OSR_Community_User · May 19, 2010, 5:21pm

I’ve tried this before, which I was able to get to work (as I recall), but only in one VERY specific scenario on EXACTLY two machines (the only place that it was ever going to run). I was also doing so decidedly not friendly stuff beforehand that went outside the API, so I’m not sure how much this means in general, or if it helps at all.

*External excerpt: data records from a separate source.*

PR #1948, opened 2025-04-18
Update many of our dependencies

Urgau:
This PR updates many of our dependencies, only small changes were required (if at all). I purposely didn't include `hyper` and dependent crate since we need to migrate to the 1.0 which requires many changes.


src/github.rs
```diff
@@ -376,7 +376,7 @@ pub struct Issue {
     /// Note that this is constructed via the [`Issue::repository`] method.
     /// It is not deserialized from the GitHub API.
     #[serde(skip)]
-    pub repository: OnceCell<IssueRepository>,
+    pub repository: OnceLock<IssueRepository>,
```
Kobzol, line 379: We should set `rust-version` in `Cargo.toml` now that we started using "recent" Rust features.

src/main.rs
```diff
@@ -428,8 +428,8 @@ fn is_scheduled_jobs_disabled() -> bool {
 }
 
 #[tokio::main(flavor = "current_thread")]
-async fn main() {
-    dotenv::dotenv().ok();
+async fn main() -> anyhow::Result<()> {
+    dotenvy::dotenv()?;
```
Kobzol, line 432: This means that triagebot will crash if `.env` doesn't exist. That doesn't sound right.

src/changelogs/rustc.rs
```diff
@@ -35,7 +34,10 @@ impl<'a> RustcFormat<'a> {
                     self.store_version(h1, section_ast)?;
                 }
 
-                self.current_h1 = Some(String::from_utf8(child_data.content.clone())?);
+                let Some(h1_child_data) = child.first_child().map(|c| c.data.borrow()) else {
+                    anyhow::bail!("unable to retrieve heading (H1) child from changelog");
+                };
+                self.current_h1 = Some(h1_child_data.value.text().unwrap().to_string());
```
Kobzol, line 40: maybe `unwrap()` -> `?` just to avoid potential panics?

Kobzol (approved):

src/main.rs
Urgau: Well, if we don't have it, we don't have the GitHub and Zulip token, we also don't have access to the database (it's connection conf are in it), so we can't do anything.

Urgau: Agree that for the other bins it maybe be too strict, they don't all required it.

src/github.rs
Urgau: Set to `1.80.0`.

src/main.rs
Kobzol: But it's not strictly needed, right? Someone could just configure the environment variables through other means, there are many ways to do it. I don't think that the `.env` file should be *required* to run triagebot :)

Urgau: I was under the impression that the `dotenvy` crate did more than it actually does, mainly that we were reading the values from it and not from the actual environment variables. I therefor agree that we shouldn't require a `.env`.

PR #1952, opened 2025-04-22
Only consider PRs with certain labels to be in the reviewer workqueue

Kobzol:
This PR adds logic for determining if a PR should be considered to be in the reviewer workqueue. The implemented rules are:

- The PR has to be assigned to the given user (duh).
- The PR has to be open.
- The PR has to be non-draft. 
- The PR **must not** contain `S-blocked`, `S-inactive` or `rollup` labels.
- The PR **must** contain the `S-waiting-on-review` label.
- The PR **must not** be assigned to the PR author.

This implementation is based on discussion in https://rust-lang.zulipchat.com/#narrow/channel/131828-t-compiler/topic/New.20triagebot.20assignment.20logic.20respecting.20PR.20limits/with/513565237.

Prerequisite for https://github.com/rust-lang/triagebot/pull/1947.

### DIFF
--- a/src/handlers/pr_tracking.rs
+++ b/src/handlers/pr_tracking.rs
@@ -130,6 +130,22 @@ pub(super) async fn handle_input<'a>(
     Ok(())
 }
 
+/// Loads the workqueue (mapping of open PRs assigned to users) from GitHub
+pub async fn load_workqueue(client: &Octocrab) -> anyhow::Result<ReviewerWorkqueue> {
+    tracing::debug!("Loading workqueue for rust-lang/rust");
+    let prs = retrieve_pull_request_assignments("rust-lang", "rust", &client).await?;
+
+    // Aggregate PRs by user
+    let aggregated: HashMap<UserId, HashSet<PullRequestNumber>> =
+        prs.into_iter().fold(HashMap::new(), |mut acc, (user, pr)| {
+            let prs = acc.entry(user.id).or_default();
+            prs.insert(pr);
+            acc
+        });
+    tracing::debug!("PR assignments\n{aggregated:?}");
+    Ok(ReviewerWorkqueue::new(aggregated))
+}
+
 /// Retrieve tuples of (user, PR number) where
 /// the given user is assigned as a reviewer for that PR.
 /// Only non-draft, non-rollup and open PRs are taken into account.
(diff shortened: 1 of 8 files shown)


src/handlers/pr_tracking.rs
```diff
@@ -210,30 +222,57 @@ pub async fn get_assigned_prs(ctx: &Context, user_id: UserId) -> HashSet<PullReq
...
+/// batch PR loads).
+///
+/// Note: this functionality is currently hardcoded for rust-lang/rust, other repos might use
+/// different labels.
+fn waits_for_a_review(labels: &[Label], is_open: bool, is_draft: bool) -> bool {
+    let is_blocked = labels
+        .iter()
+        .any(|l| l.name == "S-blocked" || l.name == "S-inactive");
+    let is_rollup = labels.iter().any(|l| l.name == "rollup");
+    let is_waiting_for_reviewer = labels.iter().any(|l| l.name == "S-waiting-on-review");
```
Urgau, line 265: I would prefer if this logic was not hard-coded in the code (yes, I know all this is pretty r-l/r specific anyway but still). Can we at least have "positive" labels (`S-waiting-on-review`) and "negative" labels in a `const` slice? Or better, make them configurable in `ReviewPrefsConfig`?

src/zulip.rs
```diff
@@ -291,8 +291,9 @@ async fn workqueue_commands(
                 None => String::from("Not set (i.e. unlimited)"),
             };
 
-            let mut response = format!("Assigned rust-lang/rust PRs: {prs}\n");
-            writeln!(response, "Review capacity: {capacity}")?;
+            let mut response = format!("`rust-lang/rust` PRs in your review queue: {prs}\n");
+            writeln!(response, "Review capacity: {capacity}\n")?;
```
Urgau, line 295: It might be also useful to see the current number of PR in the queue. *Just a reflection, nothing to act up-on.*

Kobzol: Yeah I was also thinking that it would be nice to see the count, added it.

Urgau (approved):

src/handlers/pr_tracking.rs
Urgau: Makes me sad that we have to hard-code them, but oh well.

PR #1953, opened 2025-04-22
Make label removal check case insensitive

### LINKED ISSUE #1915: Triagebot labels parsing case insensitive
I wouldn't mind the triagebot being able to parse label in a case insensitive way (but I don't remember if this was already discussed).

<details><summary>Screenshotting my lazyness</summary>
<p>

Image

</p>
</details> 

If there are no opposing opinions, I can have a look at this.

apiraino:
When removing a label we check if the label exists. This check is case sensitive and therefore fails if the user isn't writing the label correctly.

This patch makes it so, that removing a label is now case insensitive.

Thanks for checking this out!

Ref: https://github.com/rust-lang/triagebot/issues/1915#issuecomment-2701704816
Closes #1915

r? @ehuss

### DIFF
--- a/src/github.rs
+++ b/src/github.rs
@@ -705,7 +705,11 @@ impl Issue {
             name = label,
         );
 
-        if !self.labels().iter().any(|l| l.name == label) {
+        if !self
+            .labels()
+            .iter()
+            .any(|l| l.name.to_lowercase() == label.to_lowercase())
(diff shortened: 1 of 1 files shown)


Kobzol (approved):
Unless you want a review from Eric specifically, feel free to merge :)

Issue #1954, opened 2025-04-23
merge_conflict handler failing after loading PR


ehuss:
The merge_conflict handler seems to be failing for an unknown reason. The log message is:

```
ERROR triagebot::handlers::merge_conflicts: failed to scan unknown PRs for merge conflicts: rust-lang/mdBook failed to get issue 608
Caused by:
    invalid type: null, expected struct Repository at line 1 column 3365
```

PR #1955, opened 2025-04-24
Fix missing repo in CommitBase

ehuss:
The `repo` field is optional. For example, it can be unset if the repository gets deleted.

Fixes https://github.com/rust-lang/triagebot/issues/1954


Kobzol (approved):
Thanks!

PR #1956, opened 2025-04-24
Retry when failed in github diff

### LINKED ISSUE #1949: GitHub diffs often fail
I regularly see triagebot fail to fetch the diff of a PR, particularly when it is first opened. The error looks something like this:

```
ERROR request{uuid=b44d80a0-20ca-48af-992f-49aa869bf62e}: triagebot: handling event failed: failed to fetch diff comparison for https://api.github.com/repos/rust-lang/rust/compare/c8f94230282a8e8c1148f3e657f0199aad909228...b70763e306992af3e2b2cc06b7abdd8dfb7f2d88
Caused by:
    0: response: {"message":"Not Found","documentation_url":"https://docs.github.com/rest/commits/commits#compare-two-commits","status":"404"}
    1: HTTP status client error (404 Not Found) for url (https://api.github.com/repos/rust-lang/rust/compare/c8f94230282a8e8c1148f3e657f0199aad909228...b70763e306992af3e2b2cc06b7abdd8dfb7f2d88)
```

For some reason, GitHub is temporarily returning 404 for the `/compare/` endpoint. I'm suspecting some kind of race condition on their backend.

This prevents triagebot from processing requests, particularly for assigning reviewers.

I do not know how to address this. One thought is to retry, maybe after a delay, but I don't think we can do that in the webhook window, which means triagebot would need to separately queue and process events. That seems complicated.

xizheyin:
Closes #1949

I set up a retry mechanism, such as retrying 3 times, each time with an interval of 2 second. And the code provide sufficient logs for subsequent troubleshooting. 

I think it might be the case that Triagebot receives the webhook notification of PR creation and executes it immediately, but at this time the GitHub backend might not have finished calculating the PR diff yet, and this kind of unsynchronized processing between services leads to the 404 error. So setting a reasonable retry interval may reduce the error occurrence.

### DIFF
--- a/src/github.rs
+++ b/src/github.rs
@@ -968,14 +968,47 @@ impl Issue {
                     "{}/compare/{before}...{after}",
                     self.repository().url(client)
                 );
-                let mut req = client.get(&url);
-                req = req.header("Accept", "application/vnd.github.v3.diff");
-                let (diff, _) = client
-                    .send_req(req)
-                    .await
-                    .with_context(|| format!("failed to fetch diff comparison for {url}"))?;
-                let body = String::from_utf8_lossy(&diff);
-                Ok(parse_diff(&body))
+
+                // Maximum number of retry attempts
+                const MAX_RETRIES: u8 = 3;
+                // Delay between retries (in milliseconds)
+                const RETRY_DELAY_MS: u64 = 2000;
+
+                for attempt in 0..=MAX_RETRIES {
+                    let mut req = client.get(&url);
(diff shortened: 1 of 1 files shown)


xizheyin:
Oh, any other solutions?

xizheyin:
It seems to be called often. 
image

Kobzol:
Right, what I meant was that in the assign handler it's only used for one thing. The other usages are not that critical, I think, but it's important to make assign work robustly. Also I suspect that the diff fails in the assign handler more often than elsewhere, because the assign handler is called immediately after the PR being opened.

I think that the system would have to be assuming that the whole operation is synchronous, because of the way that callback cancellation works.

Either way, damn impressive analysis, Snoone.

Good luck,

mm

OSR_Community_User · May 19, 2010, 5:38pm

I believe that NMI callbacks occur at IRQL == HIGH_LEVEL, which means you can’t call much of anything, including DbgPrint.

Good luck,

mm

Christian_Kindahl · May 20, 2010, 3:34am

My hat off to you Scott, your analysis is much appreciated.

MM: Yes, they occur at HIGH_LEVEL. The call to DbgPrint was in the DPC routine.

Thank you very much! I’ll try to achieve my goal without using the NMI callback.